Now, after phasing the cohort with this command:

$ shapeit4 --input input2.bcf --region chr1 --output output2.bcf && bcftools index -f output2.bcf

I obtain:

$ paste <(bcftools query -f "[%GT\n]" -r chr1:10000-10000 output2.bcf) <(bcftools query -f "[%GT\n]" -r chr1:20000-20000 output2.bcf)
0|1 0|1
0|1 0|1
0|1 0|1
0|1 0|1
0|1 0|1
0|1 0|1
0|1 0|1
0|1 0|1
0|1 0|1
0|1 0|1
1|1 0|0
1|1 0|0
1|1 0|0
1|1 0|0
1|1 0|0
1|1 0|0
1|1 0|0
1|1 0|0
1|1 0|0
1|1 0|0
1|1 0|0
1|1 0|0
1|1 0|0
1|1 0|0
1|1 0|0
1|1 0|0
1|1 0|0
1|1 0|0
1|1 0|0
1|1 0|0
1|1 0|0
1|1 0|0
1|1 0|0
1|1 0|0
1|1 0|0
1|1 0|0
1|1 0|0
1|1 0|0
1|1 0|0
1|1 0|0
1|1 0|0
1|1 0|0
1|1 0|0
1|1 0|0
1|1 0|0
1|1 0|0
1|1 0|0
1|1 0|0
1|1 0|0
1|1 0|0
1|1 0|0
1|1 0|0
1|1 0|0
1|1 0|0
1|1 0|0
1|1 0|0
1|1 0|0
1|1 0|0
1|1 0|0
1|1 0|0
1|1 0|0
1|1 0|0
1|1 0|0
1|1 0|0
1|1 0|0
1|1 0|0
1|1 0|0
1|1 0|0
1|1 0|0
1|1 0|0
1|1 0|0
1|1 0|0
1|1 0|0
1|1 0|0
1|1 0|0
1|1 0|0
1|1 0|0
1|1 0|0
1|1 0|0
1|1 0|0
1|1 0|0
1|1 0|0
1|1 0|0
1|1 0|0
1|1 0|0
1|1 0|0
1|1 0|0
1|1 0|0
1|1 0|0
1|1 0|0
1|1 0|0
1|1 0|0
1|1 0|0
1|1 0|0
1|1 0|0
1|1 0|0
1|1 0|0
1|1 0|0
1|1 0|0
1|1 0|0

And now all the missing genotypes are correctly filled with 0|0 and no missing genotypes were filled with 1|1. This seems to cause some very puzzling artifacts in some corner cases. It might be better to even error out when too many missing genotypes are present if this is the current behavior.

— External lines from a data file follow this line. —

PR #892, opened 2016-11-30
Fish shell: bump version, enabled system PCRE2.

miqlas:


korli:
Hi miqlas, just name the recipe fish-2.5.0~git.recipe because 2.4.0~git means sort of alpha of 2.4.0. Whereas  I think it's a beta for the next release. Also usually we don't enable the architectures on non stable recipes (when a stable version exists).

miqlas:
Mistakenly tagged on fish github page. Closing for now and waiting till the next stable release.

PR #893, opened 2016-11-30
Adding Einsteinium 1.3.2 recipe

Perelandra0x309:
Recipe for new version, also now builds for both x86_gcc2 and x86.


humdingerb:
Looked good aside from to 80char limit violations.
As I always wanted to try github's online editor, I corrected that and see if it all checks out with merge&squashing the commits...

odelaneau commented 3 years ago

Hi,

Thanks for pointing this out. No idea of what is going on. I'll look at it when I have some time and come back to you. Would be good to have some real data illustrating this issue though. Few words on how I tested the "imputation module" in SHAPEIT4. I used real data into which I introduced an increased amounts of missing genotypes (for which I know the truth), from a few percent to 50% missing. For each, I computed switch error and imputation error rates. In this setting, I could not find any problem nor weird behavior. Let me know if you have any news on this.

Best,

Olivier.

freeseek commented 3 years ago

The way I have discovered this issue was when phasing a cohort where by mistake a significant number of variants (significant in absolute terms while very small in relative terms) had very high levels of missingness, possibly greater than 50%. When I run a PCA together with genotypes from the 1000 Genomes project, we realized all phased samples were shifted compared to 1000 Genomes project samples. Upon inspection, the PCA shift was mostly driven by variants with mostly missing genotypes before phasing and for which the minor allele was the reference allele. It then became clear to me that SHAPEIT4 was filling these missing genotypes with reference alleles, despite this being the minor allele in 1000 Genomes samples, and in the end while 1000 Genomes samples had the reference allele as the minor allele, the phased samples had the alternate allele as the minor allele. This behavior across many variants across the genome caused a significant shift observable in one of the main PCs. I have not observed this problem for variants with small levels of missingness, but I thought it was a weird SHAPEIT4 behavior and the example I provided seems to exactly recapitulate the root issue.